*What the task requires*.
Where the word "genRowCountKey" shows up in the entries below, please copy the whole line.

*Data extracts*.

=== Section Start ===

PR #743, opened 2023-01-20
Secondary indexes

garrensmith:
## Describe your changes

This is a start to the secondary indexes work to get feedback on the code layout and initial design. 
Currently, secondary indexes can index a document in a transaction the document is added. 

Still to do:

- [ ] Correctly index null, undefined and ignore byte fields
- [ ] Update the index on update/delete
- [ ] Query and in-memory filtering for reads

I'm looking for feedback on the following things:

1. I've put everything in one file. I don't think this is correct and doesn't follow the layout of other functionality. So how should I break this up more? Should I have the iterator in the row_reader file? Do I need to add a IndexStore to the collection or tenant
2. I"ve created a `coll.IdxVer` which is a string. This should be used as the version for when we handle schema migrations and upgrades. This isn't correct, but I couldn't find if we have implemented this schema index versioning yet. 
3. Any other obvious things I'm missing


server/services/v1/database/query_index.go
```diff
@@ -0,0 +1,294 @@
...
+		return nil, err
+	}
+
+	return &QueryIndexInfo{
+		rows,
+		size,
+	}, nil
+}
+
+func (q *QueryIndex) Index(ctx context.Context, tx transaction.Tx, coll *schema.DefaultCollection, doc []byte, id []interface{}) error {
```
himank, line 147: Should we refer to `id` as `primaryKey`, probably be more readable in this context that indexes are pointing to the primary key?

server/services/v1/database/query_index.go
```diff
@@ -0,0 +1,294 @@
...
+	indexKeys, size, rowCount := q.buildKVs(coll, doc, id)
+
+	rowCountKey := genRowCountKey(coll)
+	indexSizeKey := genIndexSizeKey(coll)
+
+	tx.AtomicAdd(ctx, rowCountKey, rowCount)
+	tx.AtomicAdd(ctx, indexSizeKey, size)
+
+	for _, indexKey := range indexKeys {
+		err := tx.Insert(ctx, indexKey, nil)
```
himank, line 158: Also, if the user is using insert API, then blindly replacing an index is good enough. In the case of replace/update, we also need the old row to clean up old indexes.

server/services/v1/database/query_index.go
```diff
@@ -0,0 +1,294 @@
...
+		if err != nil {
+			return err
+		}
+
+	}
+
+	return nil
+}
+
+func (q *QueryIndex) buildKVs(coll *schema.DefaultCollection, doc []byte, id []interface{}) (indexedKeys []keys.Key, sizeIncrease int64, rowCount int64) {
```
himank, line 169: I'd avoid named return parameters in cases where they can be avoided, we have seen some tricky bugs in the past because of it :)

server/services/v1/database/query_index.go
```diff
@@ -0,0 +1,294 @@
...
+	}
+
+	var buf collate.Buffer
+	collated := collator.Key(&buf, rawValue)
+
+	return collated
+}
+
+func newKeyWithId(id []interface{}, table []byte, indexParts ...interface{}) keys.Key {
+	indexParts = append(indexParts, id...)
```
himank, line 292: It would be better to add a comment on this method that the id is added at the end which is a primary key. Better to refer to it as a primary key.

server/services/v1/database/query_index.go
```diff
@@ -0,0 +1,294 @@
...
+
+func IndexNestedField(doc []byte, topField string, pos int) []FieldIndex {
+	var indexedFields []FieldIndex
+	processor := func(key []byte, value []byte, jsonDataType jsonparser.ValueType, offset int) error {
+		fieldType := schema.ToFieldType(jsonDataType.String(), "", "")
+
+		switch fieldType {
+		case schema.ArrayType:
+			// Do not index into nested arrays
+			return nil
```
himank, line 227: Should we add some dummy for the key so that we know this nested key exists? Then we can use the index to query?

server/services/v1/database/query_index.go
```diff
@@ -0,0 +1,294 @@
...
+		case schema.ObjectType:
+			IndexNestedField(value, topField+"."+string(key), pos)
+		default:
+			fieldName := topField + "." + string(key)
+			row, err := newFieldIndex(fieldType, fieldName, value, pos)
+
+			if err != nil {
+				log.Err(err).Msgf("Failed to index field name: %s", fieldName)
+				return err
```
himank, line 236: how we will get this err out?

server/services/v1/database/query_index.go
```diff
@@ -0,0 +1,294 @@
...
+	}, nil
+}
+
+type QueryIndexInfo struct {
+	Rows int64
+	Size int64
+}
+
+func genRowCountKey(coll *schema.DefaultCollection) keys.Key {
+	return keys.NewKey(coll.EncodedName, coll.Indexes.QueryIndex.Name, "_info", "count")
```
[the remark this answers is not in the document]
garrensmith: Each collection only has one index. So from my understanding `coll.EncodedName` would be unique for each index.

server/services/v1/database/query_index.go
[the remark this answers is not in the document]
garrensmith: Yes, I aim to work on that next. I want to make sure the insert is correct first

server/services/v1/database/query_index.go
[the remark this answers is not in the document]
himank: Each field will have its own index. So a collection will have multiple indexes. Coll.EncodedName is fine, this is the collection encoded name. I was talking about `coll.Indexes.QueryIndex.Name`

server/services/v1/database/query_index.go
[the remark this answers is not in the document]
himank: I mean you can just do `tx.Replace` instead of `tx.Insert`

server/services/v1/database/query_index.go
garrensmith: Good point. I've fixed it.

server/services/v1/database/query_index.go
garrensmith: Thanks for that. I've changed it.

server/services/v1/database/query_index.go
```diff
@@ -0,0 +1,294 @@
...
+			indexedKeys = append(indexedKeys, indexKey)
+			rowCount += 1
+			sizeIncrease += int64(len(indexKey.SerializeToBytes()))
+		}
+	}
+
+	return
+}
+
+func indexField(doc []byte, fieldName string, dataType schema.FieldType, pos int, keyPath ...string) (*FieldIndex, error) {
```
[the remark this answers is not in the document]
garrensmith: Yes correct.

query/filter/key_builder.go
```diff
@@ -162,15 +181,167 @@ func (s *StrictEqKeyComposer) Compose(selectors []*Selector, userDefinedKeys []*
...
+	case LT, LTE:
+		return true
+
+	default:
+		return false
+	}
+}
+
+// I think this is in the wrong place
+func min(datatype schema.FieldType, val value.Value) any {
```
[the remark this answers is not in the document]
garrensmith: Yeah nice that makes a lot of sense.

server/services/v1/database/query_index.go
```diff
@@ -0,0 +1,423 @@
...
+}
+
+func BuildQueryIndexKeys(coll *schema.DefaultCollection, queryFilters []filter.Filter) ([]keys.Key, error) {
+
+	encoder := func(indexParts ...interface{}) (keys.Key, error) {
+		return newKeyWithPrimaryKey(indexParts, coll.EncodedName, coll.Indexes.QueryIndex.Name, "kvs"), nil
+	}
+
+	buildIndexParts := func(fieldName string, datatype schema.FieldType, value interface{}) []interface{} {
+		return []interface{}{fieldName, "v1", value}
```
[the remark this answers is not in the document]
garrensmith: This is a place holder for the field version. It is now removed.

query/filter/key_builder.go
```diff
@@ -162,15 +181,167 @@ func (s *StrictEqKeyComposer) Compose(selectors []*Selector, userDefinedKeys []*
...
+	case schema.DateTimeType, schema.UUIDType, schema.StringType:
+		return []byte{0}
+	case schema.BoolType:
+		if val.String() == "true" {
+			return true
+		} else {
+			return false
+		}
+	default:
+		return 0x00
```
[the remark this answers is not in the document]
garrensmith: Yes. Fixed.

schema/schema.go
```diff
@@ -108,6 +108,8 @@ const (
 	CollectionTypeF              = "collection_type"
 	IndexingSchemaVersionKey     = "indexing_version"
 	DefaultIndexingSchemaVersion = "v1"
+
+	SecondaryKeyIndexName = "qkey"
```
himank, line 112: `skey`

query/filter/key_builder.go
```diff
@@ -141,19 +155,22 @@ func (s *StrictEqKeyComposer) Compose(selectors []*Selector, userDefinedKeys []*
 	}
 
 	// keys building is dependent on the filter type
-	var allKeys []keys.Key
+	var allKeys []KeyReadType
 	for _, k := range compositeKeys {
 		switch parent {
 		case AndOP:
 			var primaryKeyParts []interface{}
```
himank, line 162: Should we rename this now can call it `KeyParts`?

server/services/v1/database/query_index.go
```diff
@@ -0,0 +1,418 @@
...
+			return nil, err
+		}
+	default:
+		return nil, errors.InvalidArgument("Incorrectly created query key range")
+	}
+
+	return reader, nil
+}
+
+func BuildQueryIndexKeys(coll *schema.DefaultCollection, queryFilters []filter.Filter) ([]keys.Key, error) {
```
himank, line 77: I am thinking if we move the entire key building logic in `key_builder.go`. As we have the logic of building primary key rows in key builder then better to have building secondary index keys logic at the same place.

server/services/v1/database/query_index.go
```diff
@@ -0,0 +1,418 @@
...
+
+	eqKeyBuilder := filter.NewKeyBuilder(filter.NewStrictEqKeyComposer(encoder, buildIndexParts))
+
+	for _, field := range coll.Fields {
+		eqKeys, err := eqKeyBuilder.Build(queryFilters, []*schema.Field{field})
+		if err != nil || len(eqKeys) == 0 {
+			continue
+		}
+
+		return eqKeys[0].Keys, nil
```
himank, line 96: let's add a comment that we are returning the first one in case of equality.

value/value.go
```diff
@@ -262,6 +262,10 @@ func (s *StringValue) CompareTo(v Value) (int, error) {
 }
 
 func (s *StringValue) AsInterface() interface{} {
+	if s.Collation.IsCollationSortKey() {
+		return s.Collation.GenerateSortKey(s.Value)
```
himank, line 266: There is a problem with this approach as `GenerateSortKey` is truncating the original string value which means if we need to perform in-memory filtering/comparison then it won't work as the original value is truncated.

query/filter/key_builder.go
```diff
@@ -162,15 +179,140 @@ func (s *StrictEqKeyComposer) Compose(selectors []*Selector, userDefinedKeys []*
...
 				allKeys = append(allKeys, key)
 			}
 		}
 	}
 
 	return allKeys, nil
 }
+
+const (
+	RANGE     string = "range"
```
himank, line 199: is there a use case of setting Range/FullRange in KeyReadType?

query/filter/key_builder.go
```diff
@@ -162,15 +179,140 @@ func (s *StrictEqKeyComposer) Compose(selectors []*Selector, userDefinedKeys []*
...
+	FULLRANGE string = "full_range"
+	EQUAL     string = "equal"
+)
+
+// TODO: better name for this
```
himank, line 204: +1

efirs: +1 :)

query/filter/key_builder.go
garrensmith: Yes. I haven't implemented that part. But we can use that to help with query planning. A `range` should be a smaller query than a `FULLRANGE` and a `EQUAL` would be the most narrow query.

server/services/v1/database/query_index.go
garrensmith: This section needs to be fixed to support multiple equal keys and choosing `RANGE` over `FULLRANGE`

server/services/v1/database/query_index.go
```diff
@@ -0,0 +1,294 @@
...
+	}
+
+	return nil
+}
+
+func (q *QueryIndex) buildKVs(coll *schema.DefaultCollection, doc []byte, id []interface{}) (indexedKeys []keys.Key, sizeIncrease int64, rowCount int64) {
+
+	for _, field := range coll.QueryableFields {
+
+		if schema.IsReservedField(field.Name()) {
```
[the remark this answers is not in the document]
garrensmith: This is now fixed.

server/services/v1/database/search_indexer.go
```diff
@@ -101,6 +101,10 @@ func (i *SearchIndexer) OnPostCommit(ctx context.Context, tenant *metadata.Tenan
 				return err
 			}
 
+			if tableData == nil {
```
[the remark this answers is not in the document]
garrensmith: Yes, this happens when we add an index row. That value is nil and reaches here.

value/value.go
garrensmith: I need to write a test to check this but from what I can see, the `CompareTo` is used for in-memory and the `AsInterface` is used to store to fdb. So this shouldn't be a problem.

schema/schema.go
```diff
@@ -108,6 +108,8 @@ const (
 	CollectionTypeF              = "collection_type"
 	IndexingSchemaVersionKey     = "indexing_version"
 	DefaultIndexingSchemaVersion = "v1"
+
+	SecondaryKeyIndexName = "skey"
```
efirs, line 112: Maybe just 'key' or 'index'

query/filter/key_builder.go
```diff
@@ -162,15 +179,139 @@ func (s *StrictEqKeyComposer) Compose(selectors []*Selector, userDefinedKeys []*
...
+func (s *RangeKeyComposer) Compose(selectors []*Selector, userDefinedKeys []*schema.QueryableField, parent LogicalOP) ([]KeyReadType, error) {
+	var err error
+	var foundKeys []KeyReadType
+	for _, k := range userDefinedKeys {
+		var begin, end keys.Key
+		rangeType := FULLRANGE
+		for _, sel := range selectors {
+			if k.FieldName == sel.Field.Name() && s.isRange(sel) {
+				indexParts := s.buildIndexPartsFunc(sel.Field.Name(), sel.Field.DataType, sel.Matcher.GetValue().AsInterface())
+				if s.isGreater(sel) {
```
efirs, line 242: branches looks similar, maybe generalize, or at least move to their own functions.

himank:
Let's close this? And if anything is missing, let's add an issue for it.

=== Section End ===

*Written response*.
+	rowCountKey := genRowCountKey(coll)
+func genRowCountKey(coll *schema.DefaultCollection) keys.Key {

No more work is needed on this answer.